To correlate relay TCP ownership on Windows while running Frida system-boundary
hooks:

```powershell
powershell.exe -NoProfile -ExecutionPolicy Bypass -File .\scripts\Attach-SystemBoundaryViaDebianRelay.ps1 -Scenario history -SshUser dohertj2 -SshHost 10.100.0.35 -TargetHost 10.100.0.48 -TagName OtOpcUaParityTest_001.Counter -LookbackMinutes 1440 -MaxRows 1 -OutputPath .\docs\reverse-engineering\system-boundary-via-debian-relay-history-latest.ndjson
```

Current system-boundary relay result: the Windows TCP owner monitor attributes
the established relay connection to `AVEVA.Historian.NativeTraceHarness`, but
Frida hooks on exported Winsock calls, `WSAIoctl`, `mswsock`, file APIs, and
`NtDeviceIoControlFile` still record no transport callbacks.
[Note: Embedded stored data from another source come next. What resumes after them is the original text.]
Issue #229, opened 2022-08-31
ResolveWithService vs Navigation Properties on other Fields


bzbetty:
I have two fields on a type that work if I query them separately, but if I ask for both in one query I get the error

"Field 'jobs' - 'LabourItems' is not a member of type 'Dynamic_items_2d5b8d61-83f3-44e0-b4dd-87b9edec3af9' (Parameter 'propertyOrFieldName')"

```
config.AddField("production", "").Resolve(j => j.LabourItems.Sum(li => li.DurationStd));                       

 config.AddField("start","").ResolveWithService<ESPContext>((job,db) => job.DueDate.AddWeekDays(-job.ProductionLead));
```

Currently using version 3.0.3 due to another issue in 3.0.5 that prevented me upgrading.

lukemurray:
Does this work with the master branch?

What is the issue in 3.0.5 that is preventing you from upgrading? I want to make sure we have test coverage for it.

Also, interesting in
```cs
config.AddField("start","").ResolveWithService<ESPContext>((job,db) => job.DueDate.AddWeekDays(-job.ProductionLead));
```
You are not using `db`, the service. EF might be able to translate `job.DueDate.AddWeekDays(-job.ProductionLead)` so you could use
```cs
config.AddField("start","").Resolve((job) => job.DueDate.AddWeekDays(-job.ProductionLead));
```

If EF cannot, then using `ResolveWithService` is correct.

bzbetty:
Can't upgrade to 305 due to #215 currently.

I'll try replicate this issue with a unit test.

bzbetty:
Using ResolveWithService since AddWeekDays isn't a method that Sql understands.  (if it was just add days I'd do it the other way)

PR #232, opened 2022-09-01
replicate & fix issue #229

bzbetty:


bzbetty:
not 100% on this one, but it seemed weird that the resolve function passed true for withServices.

lukemurray:
Good catch. It should be false. Otherwise it is incorrectly trying to extract fields.

PR #234, opened 2022-09-02
refactor registering attribute handlers

lukemurray:
@bzbetty any thoughts on these changes?


lukemurray:
`IExtensionAttributeHandler` lets you handle multiple types. E.g. the Authorise example you did. See here https://github.com/EntityGraphQL/EntityGraphQL/pull/234/files#diff-cf576b0b391a1cac85c5fdc79a689280d62e3efeebb12d12684b70f1ab04321eR7

The `AbstractExtensionAttributeHandler<T>` is just a helper that lets you work with types... may not be really needed?

Issue #235, opened 2022-09-06
Field arguments need unique names


bzbetty:
```
query {
  Jobs {
   Field1(arg: true) {}
   Field2(arg: false) {}
  }
}
```

Both fields get called with arg being false

Works fine on top level fields

bzbetty:
@lukemurray this doesn't quite cover the usecase I hit.

Arguments are still the same if you query the same subfield twice with an alias.

eg
```
 {
                people {
                    name
        	        project(id: 55) {
        		        name
        	        }
                    project2: project(id: 58) {
        		        name
        	        }
                }
            }
```

which is the one in my unit test I PR'd

lukemurray:
Ahh, thanks! I've added those tests to now.

PR #236, opened 2022-09-06
Replicate issue #235

bzbetty:


lukemurray:
Thanks, I'm actually in the middle of fixing this :)

PR #245, opened 2022-09-11
PoC: playing with neinlinq

bzbetty:
query {
  people { age }
}


bzbetty:
seems to play nicely with static methods.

Treat this as
negative evidence for further export-level Frida work.

For each scenario:

1. Start Wireshark and API Monitor.
2. Emit a `mark <scenario-name>` line and note the timestamp.
3. Run the same operation through the native SDK/client.
4. Save raw captures outside the repo.
5. Add only sanitized binary frames or decoded notes under `fixtures/protocol`.

The production SDK must not reference this harness or any AVEVA native binary.

After a capture is sanitized, add parser tests before enabling the corresponding
operation in `Historian2020ProtocolDialect`.